Red at the Bone
An extraordinary new novel about the influence of history on a contemporary family, from the New York Times-bestselling and National Book Award-winning author of Another Brooklyn and Brown Girl Dreaming.
“Jacqueline Woodon's novella RED AT THE BONE is the story of a black American family told through the perspective of 5 people. Vastly different perspectives of the same events (a teenage pregnancy, prejudice, class issues between generations) creates a compelling audiobook. Listening to this book was a delight, as the 5 narrators truly made it a beautiful production. I've never experienced a story like this and was spellbound. Highly recommend.”Rachel, Avid Bookshop
“How did she manage to create this gorgeous family saga in less than 200 pages? Told through a chorus of five different voices, family members fill in the puzzle of their lives piece by piece and generation by generation. Told out of sequence, we learn how these lives intersected, arrived in Brooklyn, and navigated their way through the racial complexities of the 20th and 21st centuries. We experience how they face timeless issues of family, love, identity, race, and class. The poetic language along with full audio cast makes for a moving and spell-binding listen.”Cori, Bright Side Bookshop
“Wow. Don't let the length fool you - this book is overflowing with heart. An incredibly poignant story of teen pregnancy told from multiple perspectives and timelines, coalescing into something that is so much more than the sum of its parts. The narration was superb, lending all the more life to Woodson's characters. ”Britt, Second Star to the Right
“ I thoroughly enjoyed the audio book, partially because Woodson’s writing is a joy to listen to, and partially because the different narrators helped keep the story straight. (I was talking to a co-worker who said she was having trouble with this one because she didn’t know which chapter was from which point of view — Woodson, unlike other writers, doesn’t do any favors by telling us at the outset who is narrating, instead making us do the work of figuring it out.) It was short, and to the point, and I liked listening to this one family’s story through the years.”Melissa, Watermark Books
“Although you can read Jacqueline Woodson’s newest novel over the course of one evening, there is nothing breezy about the richness of its story, nothing short about the depth of its characters, nothing quick about the way this book stays with you after you finish reading. Told through five distinct voices, Red at the Bone tracks an African-American family through time and place as an unexpected pregnancy upends and reshapes family and class expectations as well as individual trajectories. Ultimately, the novel is about legacy in every sense of the word. And since Woodson’s writing packs the emotional punch of an epic in a novella number of pages, the legacy of her book is to be read over and over and over again.”Kelly Brown, Magic City Books
Two families from different social classes are joined together by an unexpected pregnancy and the child that it produces. Moving forward and backward in time, with the power of poetry and the emotional richness of a narrative ten times its length, Jacqueline Woodson's extraordinary new novel uncovers the role that history and community have played in the experiences, decisions, and relationships of these families, and in the life of this child.

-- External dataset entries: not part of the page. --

PR #1346, opened 2026-08-05
[5.x] Use subtotal_incl/excl_tax

Jade-GG:
ref: HDB-1129

`subtotal` is deprecated in favor of `subtotal_incl_tax` and `subtotal_excl_tax`, see https://developer.adobe.com/commerce/webapi/reference/graphql/latest/types-k-p#ordertotal

### DIFF
--- a/resources/views/checkout/queries/fragments/orderV2.graphql
+++ b/resources/views/checkout/queries/fragments/orderV2.graphql
@@ -51,7 +51,10 @@ fragment orderV2 on CustomerOrder {
         ...orderItem
     }
     total {
-        subtotal {
+        subtotal_incl_tax {
+            value
+        }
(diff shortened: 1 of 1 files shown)


royduin:
This is not available in Magento 2.4.7, do we really need this? In that case we've to bump the Magento version requirement to 2.4.8+

Jade-GG:
> This is not available in Magento 2.4.7, do we really need this? In that case we've to bump the Magento version requirement to 2.4.8+

You can work around it by manually calculating the tax values, which we did in the past in most places (except for here, for some reason). We could make a backwards compatible version, but is that worth it at all? 2.4.8 has been out for a while now.

royduin:
We dropped it 🚀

As the book opens in 2001, it is the evening of sixteen-year-old Melody's coming of age ceremony in her grandparents' Brooklyn brownstone. Watched lovingly by her relatives and friends, making her entrance to the soundtrack of Prince, she wears a special custom-made dress. But the event is not without poignancy. Sixteen years earlier, that very dress was measured and sewn for a different wearer: Melody's mother, for her own ceremony-- a celebration that ultimately never took place.
Unfurling the history of Melody's parents and grandparents to show how they all arrived at this moment, Woodson considers not just their ambitions and successes but also the costs, the tolls they've paid for striving to overcome expectations and escape the pull of history. As it explores sexual desire and identity, ambition, gentrification, education, class and status, and the life-altering facts of parenthood, Red at the Bone most strikingly looks at the ways in which young people must so often make long-lasting decisions about their lives--even before they have begun to figure out who they are and what they want to be.